The reasoning trace never types Λ, never types "von Mangoldt", and never invokes ∑_{q|n} Λ(q) = log n.

There is a clear discontinuity at play. I remember an article on this, maybe a comment by Terence Tao himself, seen here, but cannot find it.

2 comments

During training they gate with a lot of guardrails the format of the reasoning tokens output. They don't just use a reward for getting the correct answer during training but also reward human readable output.

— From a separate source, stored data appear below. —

PR #18730, opened 2025-09-26
chore(trie): Implement clear trie changeset methods

mediocregopher:
These methods will be used in various places when it's necessary to delete changeset data. This includes pruning, unwinding, and also when populating the data during pipeline sync in certain cases.

A new type BlockNumberHashedAddressRange is implemented for convenience.

### DIFF
--- a/crates/storage/provider/src/providers/database/provider.rs
+++ b/crates/storage/provider/src/providers/database/provider.rs
@@ -2388,12 +2388,9 @@ impl<TX: DbTxMut + DbTx + 'static, N: NodeTypes> TrieWriter for DatabaseProvider
         Ok(())
     }
 
-    fn clear_trie_changesets_range(
-        &self,
-        range: impl RangeBounds<BlockNumber>,
-    ) -> ProviderResult<()> {
+    fn clear_trie_changesets_from(&self, from: BlockNumber) -> ProviderResult<()> {
         let tx = self.tx_ref();
-        let range = (range.start_bound(), range.end_bound()); // avoid clone
+        let range = from..;
         {
             let mut cursor = tx.cursor_dup_write::<tables::AccountsTrieChangeSets>()?;
             let mut walker = cursor.walk_range(range)?;
@@ -2404,7 +2401,7 @@ impl<TX: DbTxMut + DbTx + 'static, N: NodeTypes> TrieWriter for DatabaseProvider
         }
 
         {
-            let range: BlockNumberHashedAddressRange = range.into();
+            let range: BlockNumberHashedAddressRange = (from..).into();
             let mut cursor = tx.cursor_dup_write::<tables::StoragesTrieChangeSets>()?;
             let mut walker = cursor.walk_range(range)?;
 
@@ -3726,7 +3723,7 @@ mod tests {
     }
 
     #[test]
-    fn test_clear_trie_changesets_range() {
+    fn test_clear_trie_changesets_from() {
         use alloy_primitives::hex_literal::hex;
         use reth_db_api::models::BlockNumberHashedAddress;
         use reth_trie::{BranchNodeCompact, StoredNibblesSubKey, TrieChangeSetsEntry};
@@ -3779,7 +3776,7 @@ mod tests {
             let mut cursor =
                 provider_rw.tx_ref().cursor_dup_write::<tables::AccountsTrieChangeSets>().unwrap();
 
-            // Block 100: 2 entries (will be kept - before range)
+            // Block 100: 2 entries (will be kept - before start block)
             cursor
                 .upsert(
                     block1,
@@ -3790,7 +3787,7 @@ mod tests {
                 .upsert(block1, &TrieChangeSetsEntry { nibbles: nibbles2.clone(), node: None })
                 .unwrap();
 
-            // Block 101: 3 entries with duplicates (will be deleted - in range)
+            // Block 101: 3 entries with duplicates (will be deleted - from this block onwards)
             cursor
                 .upsert(
                     block2,
@@ -3807,7 +3804,7 @@ mod tests {
                 .upsert(block2, &TrieChangeSetsEntry { nibbles: nibbles3.clone(), node: None })
                 .unwrap();
 
-            // Block 102: 2 entries (will be deleted - in range)
+            // Block 102: 2 entries (will be deleted - after start block)
             cursor
                 .upsert(
                     block3,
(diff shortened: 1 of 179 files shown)


crates/storage/provider/src/providers/database/provider.rs
```diff
@@ -2379,6 +2380,61 @@ impl<TX: DbTxMut + DbTx + 'static, N: NodeTypes> TrieWriter for DatabaseProvider
...
+        range: impl RangeBounds<BlockNumber>,
+    ) -> ProviderResult<()> {
+        let tx = self.tx_ref();
+
+        {
+            let range_start =
+                if let Bound::Included(v) = range.start_bound() { Some(*v) } else { None };
+
+            let mut cursor = tx.cursor_dup_write::<tables::AccountsTrieChangeSets>()?;
+            let mut walker = cursor.walk(range_start)?;
```
shekhirin: can we use `walk_range` here?

mediocregopher: Yup, done

crates/storage/provider/src/providers/database/provider.rs
```diff
@@ -2379,6 +2380,44 @@ impl<TX: DbTxMut + DbTx + 'static, N: NodeTypes> TrieWriter for DatabaseProvider
...
+        range: impl RangeBounds<BlockNumber>,
+    ) -> ProviderResult<()> {
+        let tx = self.tx_ref();
+        let range = (range.start_bound(), range.end_bound()); // avoid clone
+                                                              //
+        {
+            let mut cursor = tx.cursor_dup_write::<tables::AccountsTrieChangeSets>()?;
+            let mut walker = cursor.walk_range(range)?;
+
+            while let Some(entry) = walker.next() {
```
shekhirin: nit
```suggestion
            while let Some(_) = walker.next().transpose()? {
```

crates/storage/provider/src/providers/database/provider.rs
```diff
@@ -2379,6 +2380,44 @@ impl<TX: DbTxMut + DbTx + 'static, N: NodeTypes> TrieWriter for DatabaseProvider
...
+                walker.delete_current()?;
+            }
+        }
+
+        {
+            let range: BlockNumberHashedAddressRange = range.into();
+            let mut cursor = tx.cursor_dup_write::<tables::StoragesTrieChangeSets>()?;
+            let mut walker = cursor.walk_range(range)?;
+
+            while let Some(entry) = walker.next() {
```
shekhirin: same

crates/storage/provider/src/providers/database/provider.rs
```diff
@@ -2379,6 +2380,44 @@ impl<TX: DbTxMut + DbTx + 'static, N: NodeTypes> TrieWriter for DatabaseProvider
...
+    fn clear_trie_changesets(&self) -> ProviderResult<()> {
+        let tx = self.tx_ref();
+        tx.clear::<tables::AccountsTrieChangeSets>()?;
+        tx.clear::<tables::StoragesTrieChangeSets>()?;
+        Ok(())
+    }
+
+    fn clear_trie_changesets_range(
+        &self,
+        range: impl RangeBounds<BlockNumber>,
```
shekhirin: something we might want to consider immediately now is that if we move trie changesets to static files, we would not be able to provide a `range`, it will just be "truncate N from the end". Maybe we should change it to be a truncate?

mediocregopher: Changed to `clear_trie_changesets_from`.

I'm not sure it's going to make sense to have these in static files tho, at least in their current state. Without an accompanying index the data isn't very useful beyond reverting a relatively small amount of blocks, so storing in static files would have us keep way more than we could use for no benefit.

shekhirin: yeah, the indices would live in the DB same as for account/storage history, but the changesets themselves in static files. This can improve storage and perf of querying actual trie changesets.

crates/storage/provider/src/providers/database/provider.rs
```diff
@@ -2379,6 +2380,38 @@ impl<TX: DbTxMut + DbTx + 'static, N: NodeTypes> TrieWriter for DatabaseProvider
...
+
+            while walker.next().transpose()?.is_some() {
+                walker.delete_current()?;
+            }
+        }
+
+        {
+            let range: BlockNumberHashedAddressRange = (from..).into();
+            let mut cursor = tx.cursor_dup_write::<tables::StoragesTrieChangeSets>()?;
+            let mut walker = cursor.walk_range(range)?;
```
Rjected: so this is the only place we really use `BlockNumberHashedAddressRange`? maybe we could just remove the struct and do
```
        let range: RangeFrom<BlockNumberHashedAddress> = (from, B256::ZERO).into()..;
```

Rjected (commented):
unless we use the `BlockNumberHashedAddressRange` somewhere else, thinking we can make this simpler

crates/storage/provider/src/providers/database/provider.rs
mediocregopher: Good point, the range type made more sense when the clear method actually accepted a range, removed.

crates/storage/provider/src/providers/database/provider.rs
```diff
@@ -2399,6 +2399,38 @@ impl<TX: DbTxMut + DbTx + 'static, N: NodeTypes> TrieWriter for DatabaseProvider
...
+            let mut cursor = tx.cursor_dup_write::<tables::AccountsTrieChangeSets>()?;
+            let mut walker = cursor.walk_range(range)?;
+
+            while walker.next().transpose()?.is_some() {
+                walker.delete_current()?;
+            }
+        }
+
+        {
+            let range: RangeFrom<BlockNumberHashedAddress> = (from, B256::ZERO).into()..;
```
mattsse, line 2423: I see, this would be the first (num, hash) pair for `BlockNumberHashedAddress`

crates/storage/storage-api/src/trie.rs
```diff
@@ -116,6 +116,12 @@ pub trait TrieWriter: Send + Sync {
         trie_updates: &TrieUpdatesSorted,
         updates_overlay: Option<&TrieUpdatesSorted>,
     ) -> ProviderResult<usize>;
+
+    /// Clears contents of trie changesets completely
+    fn clear_trie_changesets(&self) -> ProviderResult<()>;
+
+    /// Clears contents of trie changesets starting from the given block number onwards.
```
mattsse: can we extra mention that this is inclusive `[from..]`

mattsse (approved):
lgtm, one pedantic doc suggestion

Rjected (approved):
LGTM, i like the tests

crates/storage/storage-api/src/trie.rs
mediocregopher: Yup, done :+1:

That said, if they didn't, the reasoning tokens that are the most efficient to get to the final correct answer during training would most likely look like a lot of gibberish.

There is a relationship between the tokens in the output in the model's vector space, that is the most important, and something hidden we will never see.

I think that the thought trace is definitely incomplete - you can see cases where it is like and "let's calculate the integral:[no integral calculated]". The train of thought it's on towards the end of the trace looks like an entirely different approach than what it ends up returning, so I think we are just not seeing the part where it hits on the right approach (sadly).
Thought traces are indeed not an accurate representation of what models actually do. If you ask an AI model to add two values it will do so, then in the next prompt ask it to explain the algorithm it used, it will regurgitate that it used some standard textbook method, whilst in reality it used a completely different algorithm. Thinking LLMs don't record the neural pathways they used.
Does DeepSeek's solution look more traceable?